Quando Jânio Quadros renunciou, houve forte reação dos ministros militares à posse de João Goulart, que tinha ligações com o comunismo internacional. Leonel Brizola, cunhado de Jango, organizou a resistência, tendo o apoio do III Exército, o maior exército da época, sediado em Porto Alegre, de Nei Braga, governador do Paraná, e mais uma grande parte de militares de outras regiões, que eram a favor da legalidade e queriam que a Constituição de 1946 fosse respeitada, ou seja, na vacância do cargo, o vice-presidente da República assumiria. O I Exército, sediado em São Paulo, não aceitava e deu ordens para marchar contra as forças legalmente constituídas. O então tenente-coronel Kival, comandante do 2º Batalhão de Caçadores, em São Paulo, disse não. Ele e mais outros. O comando central recuou em suas intenções belicosas, porém o comandante aquartelado foi transferido para a fronteira do Fim do Mundo com o Inferno.

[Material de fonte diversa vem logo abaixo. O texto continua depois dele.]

PR #1094, opened 2016-05-15
Tidy properties

merk:
Just some tidying of properties where they are set in the constructor and there is no point setting them in the property definition, removing `= null` since it is implicit and removing $_params; redefinitions in classes that extend Param.


ruflin:
LGTM

ruflin:
@merk I just made you a contributor to the repository, so you can also merge PR's. In general I like when PR's are reviewed by a second person, but sometimes I skip it, especially for my own ones as they are not always reviewed :-) Feel free to merge PR's you think need merging. I trust in your judgement.

merk:
No worries :)

PR #1096, opened 2016-05-20
review-again and Merge branch 'clear-code-before' into clear-code

ReenExe:


ReenExe:
@ruflin, Something wrong again, but with build, because I review code again with diff

lib/Elastica/Param.php
```diff
@@ -138,9 +138,12 @@ public function setParams(array $params)
     public function addParam($key, $value)
     {
         if ($key != null) {
-            if (!isset($this->_params[$key])) {
-                $this->_params[$key] = array();
-            }
+            /**
```
ruflin: Please remove this note. Lets keep the logic the same in this PR, so I suggest to uncomment the below again (especially as the tests fail).

lib/Elastica/Search.php
```diff
@@ -195,6 +195,13 @@ public function setOption($key, $value)
     {
         $this->_validateOption($key);
 
+        /**
```
ruflin: Please remove this comment (see comment above)

lib/Elastica/Search.php
```diff
@@ -236,10 +243,12 @@ public function addOption($key, $value)
     {
         $this->_validateOption($key);
 
-        if (!isset($this->_options[$key])) {
-            $this->_options[$key] = array();
-        }
-
+        /**
```
ruflin: Same here

ruflin:
In general LGTM. I don't think something is wrong with the build as the error is consistent across all 4 builds: https://travis-ci.org/ruflin/Elastica/jobs/131748215#L4437

Could it be related to the changes you made / commented out? There seems to be a true / false mix somewhere potentially. I didn't check in detail yet.

lib/Elastica/Query.php
```diff
@@ -349,9 +349,12 @@ public function addScriptField($name, AbstractScript $script)
      */
     public function addAggregation(AbstractAggregation $agg)
     {
-        if (!array_key_exists('aggs', $this->_params)) {
-            $this->_params['aggs'] = array();
-        }
+        /**
```
merk: Another one here.

If this is an issue, aggs should be set in the constructor.

lib/Elastica/QueryBuilder.php
```diff
@@ -51,11 +51,11 @@ public function __construct(Version $version = null)
      */
     public function __call($dsl, array $arguments)
     {
-        if (false === isset($this->_facades[$dsl])) {
```
merk: :-1: on this change - exceptions as gates has a nicer flow imo.

lib/Elastica/Response.php
```diff
@@ -317,11 +309,11 @@ public function getEngineTime()
     {
         $data = $this->getData();
 
-        if (!isset($data['took'])) {
-            throw new NotFoundException('Unable to find the field [took]from the response');
```
merk: Same here

merk:
Please remove the code rearrangement (exceptions being thrown elsewhere) to a separate PR so it can be discussed independently of the array syntax changes.

I'd also like to see the true/false changes as another separate PR since it doesnt relate to the syntax changes either, making it easier to discuss and track.

lib/Elastica/Param.php
ReenExe: I check this in 5.4 http://sandbox.onlinephpfunctions.com/code/8dc8d94b0ccf05c77dffaf2c3b69bda702463f29

merk: Its not the change thats the problem, its that there is no need to have it commented out with a TODO comment.

ruflin:
@ReenExe I like the suggestion from @merk Lets do in a first PR that array conversion. This is about 95% of the changes and should not change any logic. Then we can have a second PR with the other changes to discuss. This also prevents too many merge conflicts.

ruflin:
I tried to investigate further into the composer issue, and I'm not sure what happens. It uses now composer 1.1.1 but the 5.4 build still fails. See https://travis-ci.org/ruflin/Elastica/jobs/133096440#L1777 The strange part is that if I test it locally with PHP 5.6 the --no-dev works as expected, there on travis it seems it doesn't? I need to test it with 5.4 it seems. Any other ideas what the issue is?

ReenExe:
Compare with https://travis-ci.org/ruflin/Elastica/jobs/128814644 - see only
```bash
...
Problem 1
...
Installation request for aws/aws-sdk-php ~3.0 -> satisfiable by aws/aws-sdk-php
...
```

ruflin:
@ReenExe Sorry for the late answer. Not sure what you try to say with the above? Any idea how we could fix it?

ReenExe:
@ruflin I think problems with 5.4 begin after changes in composer.json after https://github.com/ruflin/Elastica/pull/1065

ReenExe:
@ruflin, Sorry my mistake in previous comment.
The problem stay in composer - because composer try require-dev aws/aws-sdk-php

ruflin:
@ReenExe Yep, it seems like the version didn't change in the PR linked. I'm currently trying to find a work around for this issue (again) :-)

ruflin:
Ok, I think I managed to find a work around for the PHP 5.4 issue.

@ReenExe I did also apply linting and interesting it converts all [] into array(...): See https://github.com/ruflin/Elastica/pull/1113 So I assume changing everything to the short syntax would only changing the entry here and apply linting? https://github.com/ruflin/Elastica/blob/master/.php_cs#L19 No manual work needed hopefully :-)

ReenExe:
@ruflin, I see, so sorry - but for me to resolve conflict need make new fork - and merge my changes to review it before make new PR - so i do it, and close this to reopen new.
It's good that build PHP 5.4 are success.

ruflin:
@ReenExe Ok, but try to make it the automated way (no manual work). Please push the array changes separate.

That means I can close this PR?

ReenExe:
@ruflin, Yes, close. I try find how automate or some like
```php

if ($condition) {
  throw new \Exception('some');
} else {
  return $b
}
```

to
```php
if ($condition) {
  throw new \Exception('some');
}
return $b
```

But think - for this automated need contribute to CS

ruflin:
@ReenExe Yeah, for automation I was only referring to the array stuff.

Issue #1475, opened 2018-03-20
setRefresh


qqqqb:
I found you are accepting Bool only on refresh at [lib/Elastica/AbstractUpdateAction.php #L328](https://github.com/ruflin/Elastica/blob/master/lib/Elastica/AbstractUpdateAction.php#L328)

While it should be 
### Empty string or true
Refresh the relevant primary and replica shards (not the whole index) immediately after the operation occurs, so that the updated document appears in search results immediately. This should ONLY be done after careful thought and verification that it does not lead to poor performance, both from an indexing and a search standpoint.
### wait_for
Wait for the changes made by the request to be made visible by a refresh before replying. This doesn’t force an immediate refresh, rather, it waits for a refresh to happen. Elasticsearch automatically refreshes shards that have changed every index.refresh_interval which defaults to one second. That setting is dynamic. Calling the Refresh API or setting refresh to true on any of the APIs that support it will also cause a refresh, in turn causing already running requests with refresh=wait_for to return.
### false (the default)
Take no refresh related actions. The changes made by this request will be made visible at some point after the request returns.
[https://www.elastic.co/guide/en/elasticsearch/reference/current/docs-refresh.html](url)

ruflin:
Definitively, we should support the above params. Do you want to open a PR with the change?

PR #1476, opened 2018-03-21
Support setRefresh as wait_for, true, false or empty

qqqqb:


qqqqb:
Ref #1475

ruflin:
Could you add some tests to this PR and entry to the CHANGELOG?

So far it seems this change breaks the existing tests.

qqqqb:
I'm not sure why this failed, What I did is allow to accept the following
'true' by (string) '', (integer) 1, (Boolean) True
'wait_for' by (string) 'wait_for'
'false' (integer) 0, (Boolean) False

And what I wrote is
`if (is_string($refresh) && strlen($refresh) == 0) {
          $refresh = True;
        }
        if ($refresh != 'wait_for') {
          $refresh = $refresh ? 'true' : 'false';
        }`

ruflin:
I haven't checked in detail yet. It could also be that we found an error in the test case that fails. 

In any case it would be helpful to add tests for this that will also make it easier to tell if the implementation is correct.

safwenbs:
Hello, it would be nice to merge this in order to handle the wait_for option as mentionned in the elastic doc

https://www.elastic.co/guide/en/elasticsearch/reference/current/docs-update-by-query.html

`refresh
(Optional, enum) If true, Elasticsearch refreshes the affected shards to make this operation visible to search, if wait_for then wait for a refresh to make this operation visible to search, if false do nothing with refreshes. Valid values: true, false, wait_for. Default: false.`

ruflin:
@safwenbs Interested to take the PR over?

deguif:
Closing as https://github.com/ruflin/Elastica/pull/1791 got merged.

Issue #1322, opened 2017-06-07
Reindex API allows more customizations than the Reindex class implements


mweibel:
#1315 implemented the new reindex API but did so in a way that it's impossible to pass all possible options to the underlying API.
Just a few examples of what the API allows but the Elastica implementation doesn't:
- it allows to set query parameters (timeout, requests_per_second, wait_for_completion etc.)
- it allows to adjust the batch size by setting a size on the source
- it allows routing on the destination index
- it allows importing from a remote source
- it allows to copy from multiple sources into one destination

etc.

As it currently is implemented, the reindex class will prevent those possibilities and if that is being released, BC probably needs to be preserved, which is bad. 

IMO the reindex class should just allow two parameters: `options` and `params`. The user of that class needs to specify the source and destination plus other options on it's own instead of relying on Elastica to assemble it.

giovannialbero1992:
For the moment i've deprecated CrossIndex and implemented Reindex with same functionalities of CrossIndex (and little bit more). Sure we can implement in a next time more functionality. 
if you want contribute with some PR you are welcome!

ruflin:
@mweibel Thanks for bring this up. I agree it's a bit bad that this will probably break BC. +1 on implementing it in a more "flexible way" and allowing `setParam` or `_setRawParam` to be used as for most other Elastica objects.

I'm ok with breaking this in a minor release as think the benefit will outweight the pain we will cause. But we will have to add a bold "remark" about it.

p365labs:
Hi @ruflin I think that now CrossIndex has been removed, the ReIndex class as @mweibel suggested should be fully in sync with ES 6.0 implementation, so it will be really useful implementing missing options.

ruflin:
@p365labs +1

ruflin:
@daviscaics Great to hear you are interested in contributing. For the examples best have a look at the Query objects: https://github.com/ruflin/Elastica/tree/master/lib/Elastica/Query They all indirectly extend `Param`: https://github.com/ruflin/Elastica/blob/master/lib/Elastica/Param.php

PR #1494, opened 2018-05-02
Reindex more flexible

daviscaics:
#1322 
Upgraded Reindex class, still keeping it backward compatible.

The `$options` parameter of constructor is still there, but allows only the old set of limited options, it's just  there for BC.
Plus I added some ways to add some options via dedicated setters or setting raw data via `setParam`.

Not very happy with the result because of that cumbersome BC thing. 
Comments are very very welcome.

### DIFF
--- a/lib/Elastica/Reindex.php
+++ b/lib/Elastica/Reindex.php
@@ -3,7 +3,7 @@ namespace Elastica;
 
 use Elastica\Query\AbstractQuery;
 
-class Reindex
+class Reindex extends Param
 {
     const VERSION_TYPE = 'version_type';
     const VERSION_TYPE_INTERNAL = 'internal';
@@ -15,6 +15,8 @@ class Reindex
     const TYPE = 'type';
     const SIZE = 'size';
     const QUERY = 'query';
+    const WAIT_FOR_COMPLETION = 'wait_for_completion';
+    const WAIT_FOR_COMPLETION_FALSE = 'false';
 
     /**
      * @var Index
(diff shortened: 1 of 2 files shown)


lib/Elastica/Reindex.php
```diff
@@ -138,4 +162,62 @@ private function _setSourceType(array $sourceBody)
...
+            self::TIMEOUT => null,
+            self::SCROLL => null,
+            self::REQUESTS_PER_SECOND => null,
+        ]);
+    }
+
+    public function setWaitForCompletion($value)
+    {
+        is_bool($value) && $value = $value ? 'true' : 'false';
+        $this->setParam(self::WAIT_FOR_COMPLETION, $value);
```
ruflin: normally we return `$this` so setters can be chained. Here it would be `return $this->setParam(...` Same below for the other methods.

lib/Elastica/Reindex.php
```diff
@@ -31,53 +38,70 @@ class Reindex
...
     protected $_options;
 
+    /**
+     * @var Response|null
+     */
+    protected $_lastResponse;
+
+    /**
+     * @param array $options - deprecated because not compatible with complete Reindex API
+     */
```
ruflin: How would this look like if you would not keep it BC?

damienalexandre:
Hi @daviscaics, looks like you are not that far from being done with this PR, is there anything I can do to help?

ruflin:
@damienalexandre Feel free to take over the PR ;_)

ruflin:
Closing as https://github.com/ruflin/Elastica/pull/1637 was merged. Thanks @daviscaics for getting this started and @damienalexandre for pushing it over the line.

No prenúncio do golpe militar de 1964, o general Kival foi obrigado a entrar para a reserva. Era um legalista e não fazia parte dos planos da alta cúpula golpista. Quando eclodiu o golpe, mesmo fora da caserna, ainda se lembrou de telegrafar para Leonel Brizola e outros de quem se lembrou, pedindo para que saíssem do país. Era o dia primeiro de abril de 1964.

Com as prisões e perseguições políticas, o general Kival, em vez de vestir seu pijama e gozar de sua aposentadoria, preferiu ter a farda sempre engomada, e as estrelas de general passaram a reluzir nas prisões e doi-codi’s da vida, à procura de gente que ele sequer conhecia e que se penalizava com a aflição dos pais que batiam à sua porta, atrás de notícias dos filhos. Morreu triste e desgostoso com a sorte daqueles que não pôde ajudar.

Portanto, neste 31 de março, tiremos o chapéu com respeito e admiração para o general Kival Saldanha da Cunha, o anti-herói da “Revolução”, ou o herói das sarjetas, o general dos desvalidos, cuja existência os militares quiseram enterrar na vala comum do esquecimento, mas se esqueceram da sua filha Thaís da Cunha, a Thaty Marcondes, para narrar sua história e perpetuar sua memória.